Thursday, February 4, 2021

FAITH NOT FEAR

  I'm back to my next book, out late Spring. Here is a message for sports but much needed during this pandemic where fear is confiscating our spirits. 


My new book, The Competitive Buddha, is now available for pre-order from a local bookstore near you or in hardcover from Amazon
Like the Buddha, when I speak of faith I speak about belief and confidence in oneself. I speak about the essence of the Mamba Mind and how Kobe’s confidence was simply about his belief that he could be the best he could be at most times. To have confidence in ourselves requires that we have within us right now, the Buddha nature, the faith that we can act and behave according to the Noble Eightfold Path (see PART THREE). This notion is affirmed by the insightful, empowering words of Buddhist master Hakuine who says in “THE SONG OF ZAZEN”, “Sentient beings are primarily all Buddhas.” He asks that we have faith in the thought that each one of us is a Buddha. Without this faith and belief in ourselves, we wind up drifting along in a confused state of fear, afraid to journey inward as we’re being controlled by sources of ourselves. We lose all self- confidence in our ability to choose and make good decisions. We fail to trust that the wise Buddha is already present within. The true nature of our reality is dependent upon only that which resides on the inside.

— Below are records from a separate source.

PR #18542, opened 2020-01-09
Use built-in version check & metadata for CRD versions task

sftim:
Update https://k8s.io/docs/tasks/access-kubernetes-api/custom-resources/custom-resource-definition-versioning/ to specify cluster version requirement (v1.16 or later) using metadata and a shortcode, rather than natural language.

If you want documentation for a version before v1.16, there's a separate mechanism to find older documentation. I hope that's good enough; it should be.

/kind cleanup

How is this related to the Buddha sports? To begin with, in so much of athletic performance, anxiety and fear is caused by external things: past mistakes, future possible losses to name two. Fear is the biggest obstacle to mastery and success. I call it a cancer of the athletic soul. It weakens you causing you to be tight, tense and tentative. The cure of this cancer is faith – faith that you have the Buddha mastery strategies well within; faith in your coaches and the system and faith in your team. It is a faith not in outcome but in all the little things you can control such as solid defense, work effort and ethic, attitude about competition, preparation and all the competitive Buddha precepts outlined in this book. Knowing that you can have an influence in these ways will improve your confidence, trust, belief and faith from within without being manipulated by external sources that cannot be controlled.

What I’m saying is to have faith that the Buddhist teachings included in this section are available and can be practiced daily. This is the way to strengthen your belief and weaken your fear. Here are how things work when you elicit the Mamba “Beginner’s Mind.”

If your mind believes “I can’t,” you will sabotage your work efforts. You won’t do what’s required to be in a state of mastery. But when you use the Buddha Brain and Mamba Beginner’s Mind, you believe, “I can,” and you follow paths of behavior and thought that help ensure that mastery is possible. The psychology of this thinking includes the mindsets of hope, motivation, commitment, confidence, courage, concentration, excitement, and observation.

It takes work to renounce your restrictive beliefs about what you can and can’t do in sport. Your power as a Buddha athlete starts with awareness that you have unlimited potential once you align yourself with the belief “I can.” Remember that acting “as if” you can achieve something is self-direction, not self-deception.

It places you on the path of mastery. As you forge ahead, you can learn from your setbacks and mistakes. Hard opinions about yourself distort the truth about your potential. Be flexible in your beliefs: Rigidity will block your growth.

When you function with a flexible Mamba mind, you access a clear vision and a nonjudgmental mental state that gives you faith and belief. Then what’s needed is to simply “act as if” and focus your behavior on all the ways of Buddha and Mamba Sports, a process-oriented approach with the wisdom of a diligent work ethic.

Most athletes on all levels of play, from the recreational enthusiast up to the professional, utilize far less than half of their potential. Why should you believe anything other than ‘I can”? Approach each free throw, putt, pitch, fly ball, pass, stroke, spike, or technical maneuver with a positive inner belief of yes – act “as if,” and activate your concentration, your belief and your faith in the Buddha within, the Mamba mind path of mastery.

William James, the great American philosopher, once said that the greatest discovery of his generation was that “human beings, by changing the inner beliefs of their minds, can change the outer aspects of their lives.” And Buddhist teaching reminds us that if you’re facing in the right direction, all you need to do is keep on walking that path. This is exactly what the Mamba Mentality is all about, showing how changing inner beliefs can change outer aspects of life.